New VR/AR interface uses AI to turn your skin into a touch-sensitive controller
Nov. 15, 2024.
2 mins. read.
4 Interactions
New interface method shows that we might soon control virtual and augmented reality (VR/AR) environments simply by touching our own skin.
Imagine a future where the way you control virtual or augmented reality (VR/AR) isn’t with a device in your hand, but by touching your own skin. This idea is becoming a reality with a new technology called EgoTouch, developed by researchers at Carnegie Mellon University. EgoTouch uses artificial intelligence (AI) to turn your skin into a touch-sensitive controller.
AI helps the AR/VR headset recognize when and how you touch your skin. Before EgoTouch, there was OmniTouch, which also aimed to let users control interfaces by touching their skin, but it needed a special camera that was big and cumbersome.
EgoTouch, however, uses the cameras that are already part of AR/VR headsets. Here’s how it works: when you touch your skin, it creates little shadows and slight changes in how your skin looks. These changes are what the AI model, trained by the researchers, looks for to detect touch. They collected data using a special sensor on the finger and palm, teaching the AI to understand different touches, like light or hard pressing, without needing to label each touch manually.

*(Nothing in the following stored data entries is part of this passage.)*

Issue #215, opened 2026-07-01
fix(mcp): writing to a crashed MCP server's stdin kills the whole apfel process (SIGPIPE)


Arthur-Ficial:
## Summary
If an MCP server crashes between calls, the next tool call writes to a pipe whose read end is closed → SIGPIPE with default disposition → apfel exits 141 with no message. In `--serve` mode this takes down the entire HTTP server. A remote/third-party MCP server can therefore crash the local process.

## Root cause
- `Sources/MCPClient.swift:118-121` — `send(_:)` uses the legacy non-throwing `FileHandle.write(_:)` on `stdinPipe.fileHandleForWriting`.
- `grep -rn SIGPIPE Sources/` finds no `signal(SIGPIPE, SIG_IGN)` anywhere.
- Even if SIGPIPE were ignored, the legacy `FileHandle.write(_:)` raises an uncatchable ObjC `NSFileHandleOperationException` on EPIPE, which also crashes Swift.

## Suggested fix
1. `signal(SIGPIPE, SIG_IGN)` once at MCP/startup, AND
2. Guard the write: check `process.isRunning` first, then use `try stdinPipe.fileHandleForWriting.write(contentsOf: data)` inside do/catch, mapping failures to `MCPError.processError`.

## Severity
High — remote-server-controlled crash of the local process; server-mode DoS.

---
_Filed from a full read-only audit of apfel v1.6.1 (server, CLI/chat, MCP/tool-calling, security, concurrency, tests/CI/docs). Findings verified against committed code; high-severity crash/DoS items were reproduced against the release binary. One issue per finding._

Arthur-Ficial:
Hey @Arthur-Ficial, thanks for the clear reproducer.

Simple hand controls for VR/AR
This system can detect touch with over 96% accuracy, meaning it gets it right almost every time. It can tell if you’re pressing down, lifting off, or dragging your finger across your skin, and it’s smart enough to differentiate between a light touch and a firm one, which could be used like a right-click on a computer mouse.

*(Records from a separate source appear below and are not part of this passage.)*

PR #428, opened 2026-09-06
fix(mcp): bound write side of stdio transport with poll+deadline (#418)

### LINKED ISSUE #418: An MCP server can hang apfel forever: send() has no write timeout

Arthur-Ficial:

Fixes #418.

## Summary

`send()` used a blocking `write(2)` with no timeout. A stdio MCP server that stopped reading its stdin could hang apfel forever - the `--mcp-timeout` flag only bounded the read side. This converts the stdin fd to non-blocking and loops on `poll(POLLOUT)` under the same deadline that the read side already uses. `classifyIncoming` now also rejects ping requests whose string `id` exceeds 4096 bytes, closing the amplification vector.

## Root cause

`MCPConnection.send` wrote to the child's stdin pipe via `FileHandle.write(contentsOf:)`, a blocking call with no deadline. The `sendAndReceive` method maintained a deadline but only consulted it around reads (`lineReader.readLine`), never around writes. A malicious or buggy MCP server could exploit this by sending a `ping` with a 256 KiB `id` (forcing a ~256 KiB reply into a ~64 KiB pipe), then stopping reading its stdin. The `write(2)` blocked indefinitely, wedging the entire process.

## The fix

Two independent changes:

1. **Bounded writes** (`Sources/MCPClient.swift`): The stdin fd is set `O_NONBLOCK` after process launch. `send` now accepts a `deadline` parameter and loops on `poll(fd, POLLOUT, remainingMs)` + partial `Darwin.write(2)`, throwing `MCPError.timedOut` when the budget expires. `sendAndReceive` computes its deadline before the initial `send` (previously it was computed after), so one exchange shares one deadline across both write and read. `sendLocked` computes its own deadline from `timeoutMilliseconds`. The pattern mirrors `BufferedLineReader.readLine` (the existing read-side timeout).

2. **Capped ping id** (`Sources/Core/MCPProtocol.swift`): `classifyIncoming` returns `.unrelated` for a ping whose string `id` exceeds 4096 UTF-8 bytes. A ping id is an opaque correlation token; there is no protocol reason to echo an arbitrarily large one. Integer ids (the normal case) are unaffected.

## Test coverage

- Added `testOversizedPingIdIsNotEchoed` (262144-byte id returns `.unrelated`)
- Added `testPingWith4096ByteIdStillEchoed` (boundary: 4096-byte id is accepted)
- Added `testPingJustOverCapIsRejected` (4097-byte id returns `.unrelated`)
- Existing ping echo tests cover the happy path (integer ids, short string ids)

## Test plan
- [ ] `swift run apfel-tests`
- [ ] Run the reproduction from #418 and verify it times out instead of hanging
- [ ] Verify bundled calculator MCP still works: `apfel --mcp mcp/calculator/server.py "what is 6*7?"`

- Read path unchanged: `lineReader.readLine` and its timeout logic are untouched.
- The `poll`+`write` loop follows the same EINTR/EAGAIN/POLLHUP/POLLERR discipline as `BufferedLineReader.readLine`.
- SIGPIPE is `SIG_IGN`'d process-wide (`Sources/main.swift:57`), so raw `write(2)` to a dead pipe returns EPIPE instead of killing the process.
- Swift 6 concurrency: no new mutable shared state; `stdinFd` is a `let` binding set in `init`.
- Diff limited to `MCPClient.swift`, `MCPProtocol.swift`, `MCPClientTests.swift`, `CHANGELOG.md` - no touches to release infrastructure, guardrails, CI, or dependencies.

## What I did NOT verify

- **Functional correctness. This needs `make test` on a Mac with Apple Intelligence.** I cannot run FoundationModels code on the cloud runner. If the fix does not actually resolve the reported behaviour, that is on me to refine - ping me in a review comment.

Nothing - straightforward bug. The issue is filed by the repo owner and the report is a clean security finding with a reproducible test case.

---

https://claude.ai/code/session_01MrnZAux6ttDcD2VA6dgX5o

---
_Generated by [Claude Code](https://claude.ai/code/session_01MrnZAux6ttDcD2VA6dgX5o)_

### DIFF
--- a/CHANGELOG.md
+++ b/CHANGELOG.md
@@ -7,6 +7,11 @@ and this project adheres to [https://semver.org/](https://semver.org/).
 
 ## [Unreleased]
 
+### Fixed
+
+- MCP `send()` now enforces a write deadline using `poll(POLLOUT)` + non-blocking I/O, sharing the same timeout budget as the read side (#418). A stdio MCP server that stops reading its stdin can no longer hang apfel forever.
+- `classifyIncoming` rejects ping requests whose string `id` exceeds 4096 bytes (#418). A peer can no longer force an arbitrarily large write by sending a ping with an oversized id.
+
 ## [1.9.1] - 2026-08-05
 
 ### Changed
--- a/Sources/Core/MCPProtocol.swift
+++ b/Sources/Core/MCPProtocol.swift
@@ -217,6 +217,9 @@ public enum MCPProtocol {
         // notifications do not. Answer pings; skip everything else.
         if let method = obj["method"] as? String {
             if method == "ping", let pingId = obj["id"] {
+                if let s = pingId as? String, s.utf8.count > 4096 {
+                    return .unrelated
+                }
                 let reply: [String: Any] = ["jsonrpc": "2.0", "id": pingId, "result": [:] as [String: Any]]
                 if JSONSerialization.isValidJSONObject(reply),
                    let replyData = try? JSONSerialization.data(withJSONObject: reply, options: [.sortedKeys]),
--- a/Sources/MCPClient.swift
+++ b/Sources/MCPClient.swift
@@ -35,6 +35,7 @@ final class MCPConnection: @unchecked Sendable {
     private let process: Process
     private let stdinPipe: Pipe
     private let stdoutPipe: Pipe
+    private let stdinFd: Int32
     private let lineReader: BufferedLineReader
     private let lock = NSLock()
     /// Serializes complete wire exchanges (send+receive) per connection (#218).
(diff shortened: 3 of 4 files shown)


Arthur-Ficial (commented):

**Classification:** Code: network/parsing/auth · `+73/-14` across 4 files · targets #418

### CI

| PR | size | tests | CI | 
| --- | --- | --- | --- |
| **#428 (this one)** | `+73/-14` | yes | 🟢 green |
| #427 | `+71/-15` | yes | 🟢 green |
| #430 | `+96/-14` | yes | 🔴 pip flake only |

Cheers, Arthur

Arthur-Ficial:

**Not merged: a near-identical candidate was taken instead** (#430).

EgoTouch is simple and broadly applicable. It works well across different skin types and conditions, though it’s less effective over bony parts like knuckles because the skin there doesn’t deform much when touched. The researchers are also looking into making EgoTouch work in the dark by using night vision technology.
With EgoTouch, the future of interacting with VR/AR might just be at our fingertips, quite literally, as we might soon control virtual environments simply by touching our own skin.